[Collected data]
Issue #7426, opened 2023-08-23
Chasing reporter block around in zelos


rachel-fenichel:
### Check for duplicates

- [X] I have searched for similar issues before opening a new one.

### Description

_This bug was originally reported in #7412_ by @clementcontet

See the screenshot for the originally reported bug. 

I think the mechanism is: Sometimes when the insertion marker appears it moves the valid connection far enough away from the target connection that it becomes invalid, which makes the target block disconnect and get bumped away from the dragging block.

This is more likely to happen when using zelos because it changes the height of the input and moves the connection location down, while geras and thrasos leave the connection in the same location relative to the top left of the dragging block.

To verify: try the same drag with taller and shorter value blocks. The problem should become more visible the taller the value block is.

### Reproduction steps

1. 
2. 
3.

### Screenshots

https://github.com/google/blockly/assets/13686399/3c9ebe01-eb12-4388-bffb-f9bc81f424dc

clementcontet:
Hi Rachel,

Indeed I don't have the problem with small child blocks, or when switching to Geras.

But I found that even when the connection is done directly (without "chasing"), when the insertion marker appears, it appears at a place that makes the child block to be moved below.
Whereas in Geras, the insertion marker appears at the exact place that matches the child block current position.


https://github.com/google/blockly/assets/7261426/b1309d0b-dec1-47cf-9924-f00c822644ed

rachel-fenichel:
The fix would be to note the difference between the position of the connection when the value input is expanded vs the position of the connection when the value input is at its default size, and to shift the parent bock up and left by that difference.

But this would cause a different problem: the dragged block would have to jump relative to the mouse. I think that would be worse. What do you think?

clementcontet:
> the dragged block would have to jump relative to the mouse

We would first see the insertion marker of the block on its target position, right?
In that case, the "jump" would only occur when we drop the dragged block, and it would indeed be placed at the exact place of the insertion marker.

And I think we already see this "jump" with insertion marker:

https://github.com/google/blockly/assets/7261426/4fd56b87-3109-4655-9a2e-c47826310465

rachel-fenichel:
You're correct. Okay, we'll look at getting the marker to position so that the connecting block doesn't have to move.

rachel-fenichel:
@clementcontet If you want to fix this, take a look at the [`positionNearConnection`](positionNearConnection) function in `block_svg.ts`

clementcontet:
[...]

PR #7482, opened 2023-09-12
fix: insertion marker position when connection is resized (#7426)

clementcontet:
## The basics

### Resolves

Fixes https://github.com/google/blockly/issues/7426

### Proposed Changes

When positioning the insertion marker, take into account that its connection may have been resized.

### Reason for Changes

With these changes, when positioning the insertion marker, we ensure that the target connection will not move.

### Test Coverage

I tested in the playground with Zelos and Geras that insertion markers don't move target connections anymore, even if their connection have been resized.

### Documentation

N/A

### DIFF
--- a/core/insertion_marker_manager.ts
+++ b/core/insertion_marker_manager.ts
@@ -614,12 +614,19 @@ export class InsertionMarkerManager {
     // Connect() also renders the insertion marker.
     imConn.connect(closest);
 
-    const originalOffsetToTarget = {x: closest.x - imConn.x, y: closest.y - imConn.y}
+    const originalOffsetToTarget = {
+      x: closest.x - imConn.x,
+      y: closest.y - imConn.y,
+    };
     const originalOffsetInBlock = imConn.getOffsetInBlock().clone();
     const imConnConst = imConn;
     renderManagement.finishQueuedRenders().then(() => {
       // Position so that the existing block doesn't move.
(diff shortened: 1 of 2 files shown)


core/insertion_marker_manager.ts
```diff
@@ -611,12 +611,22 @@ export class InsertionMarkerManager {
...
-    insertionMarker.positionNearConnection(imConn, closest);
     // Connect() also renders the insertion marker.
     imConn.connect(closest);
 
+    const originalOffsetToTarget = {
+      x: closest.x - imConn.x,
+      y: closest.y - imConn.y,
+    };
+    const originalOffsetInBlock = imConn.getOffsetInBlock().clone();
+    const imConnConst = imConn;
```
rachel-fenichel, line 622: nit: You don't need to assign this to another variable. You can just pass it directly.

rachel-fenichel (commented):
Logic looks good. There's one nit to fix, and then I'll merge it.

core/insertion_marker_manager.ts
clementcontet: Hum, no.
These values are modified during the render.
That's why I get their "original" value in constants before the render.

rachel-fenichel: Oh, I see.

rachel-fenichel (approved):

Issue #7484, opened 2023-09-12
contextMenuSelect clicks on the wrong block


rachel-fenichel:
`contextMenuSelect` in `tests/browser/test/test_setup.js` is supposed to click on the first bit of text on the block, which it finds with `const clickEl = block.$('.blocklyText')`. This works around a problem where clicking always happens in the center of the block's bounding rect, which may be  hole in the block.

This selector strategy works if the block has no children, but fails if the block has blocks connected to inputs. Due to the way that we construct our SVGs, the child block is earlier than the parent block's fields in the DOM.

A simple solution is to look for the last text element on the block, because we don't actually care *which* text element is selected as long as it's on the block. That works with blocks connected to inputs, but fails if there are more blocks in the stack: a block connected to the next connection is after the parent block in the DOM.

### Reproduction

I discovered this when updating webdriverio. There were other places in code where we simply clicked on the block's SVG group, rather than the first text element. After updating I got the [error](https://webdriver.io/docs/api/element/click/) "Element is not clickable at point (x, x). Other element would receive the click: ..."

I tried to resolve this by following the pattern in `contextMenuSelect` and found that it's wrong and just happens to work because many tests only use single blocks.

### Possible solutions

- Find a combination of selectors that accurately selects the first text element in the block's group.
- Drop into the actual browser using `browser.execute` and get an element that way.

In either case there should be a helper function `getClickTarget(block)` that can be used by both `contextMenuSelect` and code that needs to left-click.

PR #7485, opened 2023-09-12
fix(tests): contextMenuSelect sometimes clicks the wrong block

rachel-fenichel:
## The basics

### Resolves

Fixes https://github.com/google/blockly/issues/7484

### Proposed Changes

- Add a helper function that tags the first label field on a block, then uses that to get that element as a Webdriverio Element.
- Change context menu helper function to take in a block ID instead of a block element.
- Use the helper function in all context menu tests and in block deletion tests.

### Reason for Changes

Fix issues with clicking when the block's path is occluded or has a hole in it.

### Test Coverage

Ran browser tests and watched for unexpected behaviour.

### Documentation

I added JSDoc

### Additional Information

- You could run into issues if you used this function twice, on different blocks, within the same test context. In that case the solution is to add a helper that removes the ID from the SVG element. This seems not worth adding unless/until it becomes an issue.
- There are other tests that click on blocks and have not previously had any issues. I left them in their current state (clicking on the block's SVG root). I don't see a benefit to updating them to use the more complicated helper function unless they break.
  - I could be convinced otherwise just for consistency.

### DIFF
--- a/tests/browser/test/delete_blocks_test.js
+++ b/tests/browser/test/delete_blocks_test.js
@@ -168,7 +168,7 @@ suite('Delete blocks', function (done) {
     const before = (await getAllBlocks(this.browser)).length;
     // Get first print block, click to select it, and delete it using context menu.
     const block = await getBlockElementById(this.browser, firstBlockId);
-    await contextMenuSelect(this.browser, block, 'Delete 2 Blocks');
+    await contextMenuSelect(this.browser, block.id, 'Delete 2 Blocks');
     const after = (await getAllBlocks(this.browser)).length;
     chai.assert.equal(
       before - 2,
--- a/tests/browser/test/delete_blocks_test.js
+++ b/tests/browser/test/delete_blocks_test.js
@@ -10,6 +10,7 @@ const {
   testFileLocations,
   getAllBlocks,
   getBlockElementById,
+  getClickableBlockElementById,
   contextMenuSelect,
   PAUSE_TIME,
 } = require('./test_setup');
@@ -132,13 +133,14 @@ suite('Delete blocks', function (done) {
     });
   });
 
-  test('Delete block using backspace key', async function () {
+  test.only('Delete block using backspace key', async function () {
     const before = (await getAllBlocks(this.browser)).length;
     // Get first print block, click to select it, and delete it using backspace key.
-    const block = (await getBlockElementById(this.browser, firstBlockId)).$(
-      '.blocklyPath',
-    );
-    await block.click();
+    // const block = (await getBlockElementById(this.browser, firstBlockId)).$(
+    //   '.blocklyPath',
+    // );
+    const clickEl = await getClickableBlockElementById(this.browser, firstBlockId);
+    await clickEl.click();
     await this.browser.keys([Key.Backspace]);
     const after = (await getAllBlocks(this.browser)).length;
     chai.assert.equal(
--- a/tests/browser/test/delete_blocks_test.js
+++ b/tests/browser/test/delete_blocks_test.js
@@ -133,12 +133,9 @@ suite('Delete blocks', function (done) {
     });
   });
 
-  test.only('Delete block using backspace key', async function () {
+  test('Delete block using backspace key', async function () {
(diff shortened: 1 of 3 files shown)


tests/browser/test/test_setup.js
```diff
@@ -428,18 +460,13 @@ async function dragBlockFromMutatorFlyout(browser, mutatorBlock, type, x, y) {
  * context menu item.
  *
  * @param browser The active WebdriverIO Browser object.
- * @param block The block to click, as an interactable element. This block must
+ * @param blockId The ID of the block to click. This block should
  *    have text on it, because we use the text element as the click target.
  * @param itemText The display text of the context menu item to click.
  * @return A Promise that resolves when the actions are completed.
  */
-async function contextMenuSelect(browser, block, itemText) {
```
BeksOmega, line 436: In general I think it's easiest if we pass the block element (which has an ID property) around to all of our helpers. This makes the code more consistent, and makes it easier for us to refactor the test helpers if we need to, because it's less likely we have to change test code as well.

## What is needed
Output the data exactly, from the first line through the line that holds "Whereas in Geras, the", so that no later line appears.

## Reply to the task
Issue #7426, opened 2023-08-23
Chasing reporter block around in zelos


rachel-fenichel:
### Check for duplicates

- [X] I have searched for similar issues before opening a new one.

### Description

_This bug was originally reported in #7412_ by @clementcontet

See the screenshot for the originally reported bug. 

I think the mechanism is: Sometimes when the insertion marker appears it moves the valid connection far enough away from the target connection that it becomes invalid, which makes the target block disconnect and get bumped away from the dragging block.

This is more likely to happen when using zelos because it changes the height of the input and moves the connection location down, while geras and thrasos leave the connection in the same location relative to the top left of the dragging block.

To verify: try the same drag with taller and shorter value blocks. The problem should become more visible the taller the value block is.

### Reproduction steps

1. 
2. 
3.

### Screenshots

https://github.com/google/blockly/assets/13686399/3c9ebe01-eb12-4388-bffb-f9bc81f424dc

clementcontet:
Hi Rachel,

Indeed I don't have the problem with small child blocks, or when switching to Geras.

But I found that even when the connection is done directly (without "chasing"), when the insertion marker appears, it appears at a place that makes the child block to be moved below.
Whereas in Geras, the insertion marker appears at the exact place that matches the child block current position.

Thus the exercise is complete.